For many of us, we often see our lives as a flipbook of the mundane. Our schedules become repetitious, and thoroughly predictable. But in the midst of this string of the ordinary, God may come, and present to us a defining moment in our lives. A moment when our actions will have repercussions that may echo for eternity. This was the case for Abraham, the father of the faith, in Genesis 22. God established His covenant with Abraham, not because Abraham sought it, or was worthy of it, but by God’s sovereign election alone. God had adopted Abraham by the future work of Christ.
Abraham’s life only consists of 14 chapters in the book of Genesis (cf. Genesis 12-25), and yet the effects of his obedience ripple into our own lives today. How could that be? A defining moment broke into his world, and he became the channel of life through which Jesus Christ would one day come. No Christians would exist today had God not used Abraham in this manner.
The very first verse functions like a heading for the passage, “After these things, God tested Abraham” (Genesis 22:1 ESV). Did you know that God tests people? Yes! Indeed, He does. And God was going to test Abraham in a way that would certainly crush most men. God instructed Abraham to sacrifice his only beloved son, Isaac, as a burnt offering. But this should not surprise us given what the Bible reveals about testing. Deuteronomy 8:2 explains the purpose behind this sort of testing when Moses writes, “[God tests His people] that He might humble you, testing you to know what in your heart, whether you would keep His commandments or not.” Though God tests His people, we must note that God never tempts anyone. James the half-brother of Christ writes, “Let no one say when he is tempted, ‘I am being tempted by God,’ for God cannot be tempted with evil, and He Himself tempts no one.” (James 1:13 ESV).

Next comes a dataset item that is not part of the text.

PR #51, opened 2022-10-06
Upgrade dependencies

sosthene-nitrokey:


sosthene-nitrokey:
This PR updates all dependencies. This is required to use recent versions of Zeroize because chacha20 v0.7 has an upper bound to 1.4.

God has the divine right to test us, try us, and refine us. Like Abraham, we ourselves may be placed in difficult painful situations, and perhaps many of you are in such places now! Yet God, allows these trials and difficulties in our lives most often because there is no other way for us to spiritually grow. Again we look to James who writes, “Count it all joy, my brothers, when you meet trials of various kinds, for you know that the testing of your faith produces steadfastness.” (James 1:2-3 ESV). Only through such testing may we stand firm upon Christ. Testing like this hardens and tempers our hearts so that no one may swerve us from the truth of the Gospel.
In the course of our difficulties, our hearts become as tempered as steel. Why? So that in the dark night of the soul, rather than be crushed we will stand resilient by Christ’s work in us. Only by means of suffering and difficulty do we become like Christ, who is the Rock of our salvation. Truly God tests His people, to grow them, and develop them. Yet, alongside great victories, these tests also make the people of God aware of their own failures, and their need for the grace and work of God.

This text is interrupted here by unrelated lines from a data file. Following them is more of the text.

PR #58, opened 2022-12-01
Relax key kind check in derive_key for hmacsha256

robin-nitrokey:
In #38 [0], we restricted the operations for the hmacsha256 mechanism to symmetric and shared keys.  This breaks fido-authenticator because it uses hmacsha256 derive_key on EC keys [1].  This patch relaxes the restrictions to allow all key kinds.

[0] https://github.com/trussed-dev/trussed/pull/38
[1] https://github.com/solokeys/fido-authenticator/issues/21

cc @sosthene-nitrokey: I can’t add you as a reviewer, but please have a look.

### DIFF
--- a/src/mechanisms/hmacsha256.rs
+++ b/src/mechanisms/hmacsha256.rs
@@ -16,7 +16,9 @@ impl DeriveKey for super::HmacSha256 {
         let key_id = request.base_key;
         let key = keystore.load_key(key::Secrecy::Secret, None, &key_id)?;
         if !matches!(key.kind, key::Kind::Symmetric(..) | key::Kind::Shared(..)) {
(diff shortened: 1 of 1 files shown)


sosthene-nitrokey:
We should probably keep the check and add a `warn!` log so that we can see when it is relied upon and to make it less likely that we rely upon it by mistake in new updates.

robin-nitrokey:
Good point, done.

sosthene-nitrokey (approved):

daringer (approved):

nickray:
Philosophically, I think we could allow (or at least imagine) casting an asymmetric secret key to a "shared secret", which is always only used as input to a KDF kind of function.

As Abraham took his son Isaac up the mountain to sacrifice him, he still believed in God’s covenant promise to make nations come through this very son. He said to his servants, “[we will] come again to you” (Genesis 22:5 ESV). As they ascended the mountain, Abraham’s hope and trust was wholly fixed upon the God who had faithfully kept His promises throughout the years. In the midst of his adversity, Abraham trusted Him again and said “God will provide for Himself the lamb for a burnt offering, my son.” (Genesis 22:8 ESV). Abraham’s hope was in God’s provision.

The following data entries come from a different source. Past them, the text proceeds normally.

PR #60, opened 2022-12-15
virt: Improve storage implementation

robin-nitrokey:
This PR contains multiple improvements to the virtual platform and the virtual storage implementations.  It should make the platform more stable and contains all features required for usbip simulation of a complete device including the provisioner app.


szszszsz (approved):
Looks good!

PR #61, opened 2022-12-15
Build embedded runner for nk3 in CI

robin-nitrokey:


daringer (approved):

nickray:
Maybe we can parallelise these firmware builds.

Is God your hope today? If God asked you to do the impossible would you follow Him? Would you trust Him? Would you obey Him? May we reflect the trust of Abraham, who foreshadowed, the trust of Christ in His heavenly Father. There would be no alternative sacrifice for Christ. Instead, the Father sent His Son, the Lord Jesus Christ, to die so that by means of His blood the world might be redeemed to Him forever.